Task objective: In the records below, please retype word for word every line from the one containing "### LINKED ISSUE" through the final one, both included, and nothing else.

Data records

PR #1411, opened 2019-10-30
docker compose DRY refactor

### LINKED ISSUE #1318: DRY in docker/test/docker-compose.yml
@electricmonk wrote: https://github.com/orbs-network/orbs-network-go/pull/1303#discussion_r322587156

> this file has become long and repetitive; please see if we can simplify it

amir-arad:
It can be further generalised at the cost of convolution
fixes #1318

### DIFF
--- a/docker/test/common-services.yml
+++ b/docker/test/common-services.yml
@@ -1,0 +1,24 @@
+version: '2.1'
+
+services:
+  ganache:
+    image: trufflesuite/ganache-cli
+    command: ganache-cli --gasLimit 90000000000 --gasPrice 1 -a 10 -m "vanish junk genuine web seminar cook absurd royal ability series taste method identify elevator liquid"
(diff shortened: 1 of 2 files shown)


docker/test/common-services.yml
```diff
@@ -0,0 +1,24 @@
+version: '2.1'
+
+services:
+  ganache:
+    image: trufflesuite/ganache-cli
+    command: ganache-cli --gasLimit 90000000000 --gasPrice 1 -a 10 -m "vanish junk genuine web seminar cook absurd royal ability series taste method identify elevator liquid"
+    ports:
+      - 8545:8545
+
+  signer-node:
```
netoneko: It would make a lot of sense to move the command here as well.

amir-arad: opened #1418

Exercise response:
### LINKED ISSUE #1318: DRY in docker/test/docker-compose.yml
@electricmonk wrote: https://github.com/orbs-network/orbs-network-go/pull/1303#discussion_r322587156

> this file has become long and repetitive; please see if we can simplify it

amir-arad:
It can be further generalised at the cost of convolution
fixes #1318

### DIFF
--- a/docker/test/common-services.yml
+++ b/docker/test/common-services.yml
@@ -1,0 +1,24 @@
+version: '2.1'
+
+services:
+  ganache:
+    image: trufflesuite/ganache-cli
+    command: ganache-cli --gasLimit 90000000000 --gasPrice 1 -a 10 -m "vanish junk genuine web seminar cook absurd royal ability series taste method identify elevator liquid"
(diff shortened: 1 of 2 files shown)


docker/test/common-services.yml
```diff
@@ -0,0 +1,24 @@
+version: '2.1'
+
+services:
+  ganache:
+    image: trufflesuite/ganache-cli
+    command: ganache-cli --gasLimit 90000000000 --gasPrice 1 -a 10 -m "vanish junk genuine web seminar cook absurd royal ability series taste method identify elevator liquid"
+    ports:
+      - 8545:8545
+
+  signer-node:
```
netoneko: It would make a lot of sense to move the command here as well.

amir-arad: opened #1418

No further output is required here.